Wasseraufbereitung desinfiziertes Beckenbad
Die Aufbereitung des Schwimm- und Badebeckenwassers der zwei Becken (Schwimmer und Springer) wird zur Einhaltung des hygienischen Standards nach dem Verfahren Adsorption - Flockung Filtration Chlorung, gem. DIN 19643-2 durchgeführt.

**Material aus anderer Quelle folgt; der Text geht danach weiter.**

PR #414, opened 2022-01-25
Made grammatical and style changes to text

mportman12:
Make grammatical and style changes to the Convert2RHEL error messages.

### DIFF
--- a/convert2rhel/grub.py
+++ b/convert2rhel/grub.py
@@ -324,7 +324,7 @@ def _copy_grub_files(required, optional):
     Return False when any required file has not been copied or is missing.
     """
     if systeminfo.system_info.id != "centos":
-        logger.debug("Skipping copying grub files - only related to CentOS Linux.")
+        logger.debug("Skipping copying GRUB files - only related to CentOS Linux.")
         return True
 
     # TODO(pstodulk): check behaviour for efibin from a different dir or with a different name for the possibility of
--- a/convert2rhel/pkghandler.py
+++ b/convert2rhel/pkghandler.py
@@ -174,7 +174,7 @@ def call_yum_cmd(
 
 
 def get_problematic_pkgs(output, excluded_pkgs=frozenset()):
-    """Parse the YUM/DNF output to find what packages are causing a transaction failure."""
+    """Parse the YUM/DNF output to find which packages are causing a transaction failure."""
     loggerinst.info("Checking for problematic packages")
     problematic_pkgs = {
         "protected": set(),
@@ -281,7 +281,7 @@ def resolve_dep_errors(output, pkgs=frozenset()):
 
 
 def get_installed_pkgs_by_fingerprint(fingerprints, name=""):
-    """Return list of those installed packages (just names) which are signed
+    """Return list of names of installed packages that are signed
     by the specific OS GPG keys. Fingerprints of the GPG keys are passed as a
     list in the fingerprints parameter. The packages can be optionally
     filtered by name.
@@ -291,7 +291,7 @@ def get_installed_pkgs_by_fingerprint(fingerprints, name=""):
 
 
 def get_installed_pkgs_w_fingerprints(name=""):
-    """Return a list of objects, each holding one of the installed packages (yum.rpmsack.RPMInstalledPackage in case
+    """Return a list of objects that hold one of the installed packages (yum.rpmsack.RPMInstalledPackage in case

Das Reinwasser wird den einzelnen Becken volumenstromanteilig - wieder zugeführt. Mittels einer Solaranlage kann die Beckenwassertemperatur des Schwimmerbeckens angehoben werden. Durch den gemeinsamen Schwallbehälter findet dadurch auch eine Temperaturerhöhung im Springerbecken statt. Eine Nachheizung über einen Kessel aus dem nahe gelegenen Vereinshallenbad ist möglich, so dass der Schwimm- und Sportverein bei Schwimmwettbewerben die Beckenheizung über seine eigene Kesselanlage realisieren kann. Die Überwachung der Wasserqualität wird durch Messung der Parameter freies Chlor, Redox-Spannung und pH-Wert sichergestellt.
 
Computersimulation
Die Strömungsverhältnisse im Bad wurden mit Hilfe einer numerischen Simulation optimiert, um in allen Bereichen eine gleichmäßige Durchströmung zu erreichen.
Vor Inbetriebnahme wurde die einwandfreie Beckenhydraulik durch einen Färbeversuch nachgewiesen.